C052、南郑区汉山初级中学八(4)班:胡思涵
指导老师:刘兴聪
指路
汉中的巷子是活的。
你问路,它不说话,但巷口晒太阳的老人会站起来,朝你比划半天,最后索性说:“走,我带你去。”
我外婆就是这样的人。
她八十岁了,腿不好,但每次有人问路,她都要拄着拐杖送到巷口。有一回一个外地人要去饮马池,外婆硬是陪着走了半条街。回来的时候满头汗,我埋怨她:“人家问路,你说清楚不就行了?”
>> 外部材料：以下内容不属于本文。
PR #769, opened 2026-07-14
Add remote inference support: embeddings, query expansion, and reranking via Ollama + HTTP services

Fryerchristopher:
# Remote inference for QMD on low-power devices: embeddings, query expansion, and reranking via Ollama + HTTP services

## Summary

QMD's inference pipeline — embeddings, query expansion, reranking, tokenization, and LLM session management — relies entirely on local `llama.cpp`. On resource-constrained devices (e.g., Raspberry Pi 5), local inference is too slow for practical use: 87 seconds per vector search and 25+ minutes for a full re-embed of ~800 documents.

This PR adds support for **remote inference** via three environment variables, allowing QMD to offload all LLM operations to a more powerful machine on the network (e.g., a Mac Studio with Ollama, a GPU workstation, or a cloud instance):

| Variable | Purpose | Default |
|----------|---------|---------|
| `QMD_OLLAMA_EMBED_URL` | Remote Ollama for embeddings (`/api/embed`) | unset (local llama.cpp) |
| `QMD_OLLAMA_EMBED_MODEL` | Embedding model name in Ollama | `nomic-embed-text` |
| `QMD_EXPAND_URL` | Remote Ollama for query expansion (`/api/generate`) | unset (local or skip) |
| `QMD_EXPAND_MODEL` | Generation model for expansion | `qwen3:0.6b` |
| `QMD_RERANK_URL` | Remote HTTP reranker service (`/rerank` endpoint) | unset (local or skip) |

When none are set, QMD behaves exactly as before — **full backward compatibility**.

When `QMD_OLLAMA_EMBED_URL` is set, the three remaining local-LLM operations (query expansion, reranking, tokenizer-based chunking, and LLM session initialization) are either routed to remote services (`QMD_EXPAND_URL`, `QMD_RERANK_URL`) or skipped with graceful fallback (char-based chunking, raw query). This gives users a choice: minimal setup (embeddings only, skip expansion/reranking) or full quality (all three services running on the remote host).

This PR also includes a **reference reranker service** (`contrib/reranker-service.py`) — a standalone Python/Flask app that loads the Qwen3-Reranker-0.6B cross-encoder model via PyTorch and serves the `/rerank` endpoint that `QMD_RERANK_URL` calls.

### Performance results

| Metric | Before (local llama.cpp) | After (all remote) | Improvement |
|--------|--------------------------|---------------------|------------|
| Vector search latency | 87s | 0.12s | **725x** |
[...]

Issue #620, opened 2026-05-02
Support OpenAI-compatible backends for generation, embeddings, and reranking


loopyd:
# Problem

QMD is currently centered around local `llama.cpp` model access.

That makes it harder to use QMD with a local or self-hosted OpenAI-compatible server when a user wants to route:
- query expansion / generation
- embeddings
- reranking

through the same remote service.

There are already requests for remote embeddings, but the broader problem is allowing QMD to work with a compatible server across the whole retrieval flow.

Related issues:
- #403
- #428
- #521

# Solution

Add support for an OpenAI-compatible backend that can be configured in QMD and used for:
- generation
- embeddings
- reranking

This should allow users to point QMD at a compatible local or self-hosted server, configure model aliases, and run the normal QMD flow without requiring direct local model access.

# Reference

PR #619 implements this feature:
https://github.com/tobi/qmd/pull/619

PR #902, opened 2026-08-16
feat: add fail-closed shared Qwen embedding and reranking

coolmanns:
## Summary

Adds strict, fail-closed HTTP backends for shared embedding and reranking services while preserving QMD's existing local model-string behavior.

This draft is intentionally narrower than the complete generation + embedding + reranking backend requested in #620. It contributes a hardened embedding/reranking path for a concrete Qwen3 deployment:

- OpenAI-compatible `POST /v1/embeddings`
- llama.cpp-compatible `POST /v1/rerank`
- native Qwen3 2,560-dimensional validation
- first-1,024 Matryoshka prefix reduction
- L2 normalization after truncation
- no local model initialization or fallback in remote mode

## Motivation

Multiple QMD clients should be able to reuse one embedding model and one reranking model without each process loading duplicate GGUF models.

The important correctness boundary is stronger than transport compatibility: vectors from different producers, preprocessing paths, dimensions, or normalization pipelines must never be silently mixed under one identity. Remote failure therefore fails closed rather than falling back to a local GGUF model.

## Configuration

```yaml
models:
  embed:
    provider: openai
    endpoint: http://127.0.0.1:8086/v1
    model: Qwen3-Embedding-4B-Q8_0.gguf
    nativeDimensions: 2560
    dimensions: 1024
    reduction: mrl-prefix
    normalization: l2
    formatVersion: qwen3-query-document-v1
  rerank:
    provider: openai
    endpoint: http://127.0.0.1:8088/v1
    model: Qwen3-Reranker-0.6B-Q4_K_M.gguf
    failurePolicy: fail-closed
```

Plain model strings remain local configurations, including strings that happen to look like HTTP URLs. Remote mode requires the explicit structured form.

## Embedding safety contract

- Supports single and batched input.
- Maps entries using each returned `index`, never response position.
- Rejects missing, duplicate, fractional, negative, and out-of-range indexes.
- Requires exactly 2,560 native values for this Qwen3 configuration.
- Validates every native value before truncation, including the discarded tail.
- Rejects non-finite values and finite JS doubles that overflow Float32.
- Takes exactly the first 1,024 dimensions, then L2-normalizes the prefix.
- Rejects zero/invalid prefix norms and invalid normalized Float32 values.
- Applies the identical transformation to document and query embeddings.
- Requires response model identity, with only explicit canonical aliases accepted.
- Uses a semantic fingerprint covering provider, model, native/output dimensions, reduction, normalization order, and formatting version; endpoint and credentials are excluded.
- Never initializes `node-llama-cpp` or silently falls back locally in remote mode.
- Stages remote results in memory before a bounded SQLite write, avoiding network awaits inside transactions/savepoints.
- Prevents overlapping remote embedding invocations against the same store.

## Reranking safety contract

- Sends chunks as `documents` and maps results by returned document index.
- Validates cardinality, unique/in-range integer indexes, finite normalized scores, and response model identity.
- Uses normalized `relevance_score` directly without applying a second sigmoid.
- Caches by returned document index rather than file path.
- Separates cache identity for different remote backends without including credentials.
- Uses explicit `failurePolicy: fail-closed` and never initializes/falls back to a local reranker in remote mode.

## CLI and configuration behavior

Structured configuration is validated before status, doctor, pull, trust, update, embed preflight, and runtime use. Malformed remote configuration does not degrade into a local path. Diagnostics redact API keys, URL credentials/query secrets, response bodies, and raw transport causes.

## Relation to existing work

This draft overlaps with and is informed by:

- #620 — broader OpenAI-compatible generation/embedding/reranking goal
- #705 — RemoteLLM/HybridLLM architecture
- #761 — remote OpenAI-compatible embedding backend
- #769 — remote inference for low-power clients

It specifically addresses correctness concerns raised during review of those PRs:

- fail closed rather than mix local/remote vector producers;
- validate response cardinality and complete returned-index coverage;
- reject malformed dimensions and non-finite values;
- fingerprint the actual semantic transform;
- separate reranking cache identities;
- add focused routing/config/store/CLI tests;
- avoid duplicate local model initialization.

This is submitted as a draft because the Qwen3 2,560→1,024 MRL contract is intentionally explicit and opinionated. Maintainer guidance is welcome on whether to retain this strict profile, generalize the structured transform fields, or extract parts into the broader #620 implementation.

## Verification

Focused local test lanes:

- embedding/reranking/routing/LLM/store: **452 passed, 0 failed**
- CLI/config/SDK/trust/update-hook: **318 passed, 0 failed**
- TypeScript check: passed
- build: passed
- `git diff --check`: passed

Full Vitest run:

- **1,351 passed**
- **1 failed**: `MCP HTTP Transport > POST /mcp initialize still works for 2025-era clients (no session id)`

That MCP failure was reproduced on the untouched base commit and is unrelated to this change; this PR does not claim a completely green full suite.

Additional isolated endpoint verification against llama.cpp services confirmed:

- adapter output length: 1,024
- post-prefix norm: approximately 1.0
- manual native-prefix transform cosine: approximately 1.0
- retrieval fixture: Recall@3 1.00, MRR 0.85
- bounded four-worker load: 20/20 requests successful
- live TCP traffic to both embedding and reranking endpoints
- no additional embedding or reranking model process loaded

No production database, generated index, credential, benchmark artifact, or deployment configuration is included in this PR.

### DIFF
--- a/CHANGELOG.md
+++ b/CHANGELOG.md
@@ -2,6 +2,10 @@
 
 ## [Unreleased]
 
+### Fixes
+
+- Doctor: distinguish bounded remote-embedding batch-shape numerical drift from stale or corrupt vectors, while retaining strict local checks and fail-closed handling for material remote mismatches.
+
 ### Security
 
 - `qmd update` no longer runs a project-local `.qmd/index.yml`'s `update:`
--- a/src/cli/qmd.ts
+++ b/src/cli/qmd.ts
@@ -9,6 +9,7 @@ import { basename, dirname, join as pathJoin, relative as relativePath, resolve 
 import { parseArgs } from "util";
 import { readFileSync, readdirSync, realpathSync, statSync, existsSync, unlinkSync, writeFileSync, openSync, closeSync, mkdirSync, lstatSync, rmSync, symlinkSync, readlinkSync, copyFileSync } from "fs";
 import { createInterface } from "readline/promises";
+import { createHash } from "node:crypto";
 import {
   getPwd,
   getRealPath,
@@ -86,7 +87,7 @@ import {
   type ReindexResult,
   type ChunkStrategy,
 } from "../store.js";
-import { disposeDefaultLlamaCpp, getDefaultLlamaCpp, setDefaultLlamaCpp, LlamaCpp, withLLMSession, pullModels, DEFAULT_MODEL_CACHE_DIR, resolveEmbedModel, resolveGenerateModel, resolveRerankModel, resolveModels, inspectGgufFile, isDarwinMetalMitigationActive } from "../llm.js";
+import { disposeDefaultLlamaCpp, getDefaultLlamaCpp, setDefaultLlamaCpp, LlamaCpp, withLLMSession, withLLMSessionForLlm, pullModels, DEFAULT_MODEL_CACHE_DIR, resolveEmbedModel, resolveGenerateModel, resolveRerankModel, resolveModels, inspectGgufFile, isDarwinMetalMitigationActive } from "../llm.js";
 import {
   formatSearchResults,
   formatDocuments,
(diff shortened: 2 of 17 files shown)


PowderAddicts:
Dear tobi/qmd,

Thank you for your patience.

她坐下来,慢慢说:“说清楚哪够?别人信你,才问你。你把路指明白了,他心里就踏实了。咱这地方,祖祖辈辈都这样。”
我那时不懂。指路而已,至于吗?
直到去年,我独自去西安参加比赛。
出了地铁站,天黑,手机没电。我站在十字路口,像一只被水冲昏了头的鱼。鼓足勇气问了一个路人,那人随口说了句“往北走”,便匆匆走了。
我走了二十分钟,越走越荒。
后来是一个卖烤红薯的大叔,放下摊子,骑三轮车把我送到了酒店门口。我要给他钱,他摆摆手:“学生娃,别客气。下次你遇到别人问路,也这样就行。”
那天晚上我趴在酒店床上,突然想起了外婆。
不是想起她指路的样子,而是想起汉中的巷子——窄,弯,但每条巷子走到头,都有人站在那儿,等你问一声。
外婆常说:“汉中人,心里装着一张活地图。”
那张地图上,标着的不是地名,是人心。
回来后,我注意观察。
菜市场卖豆腐的阿姨,会多给一把葱花。修鞋的师傅,钉子扎了手也不肯多收五毛钱。隔壁张叔替整栋楼收快递,自己家成了收发站。对面楼那个哑巴爷爷,每天把楼道扫得比家里还干净,你冲他笑一下,他眼睛就亮了。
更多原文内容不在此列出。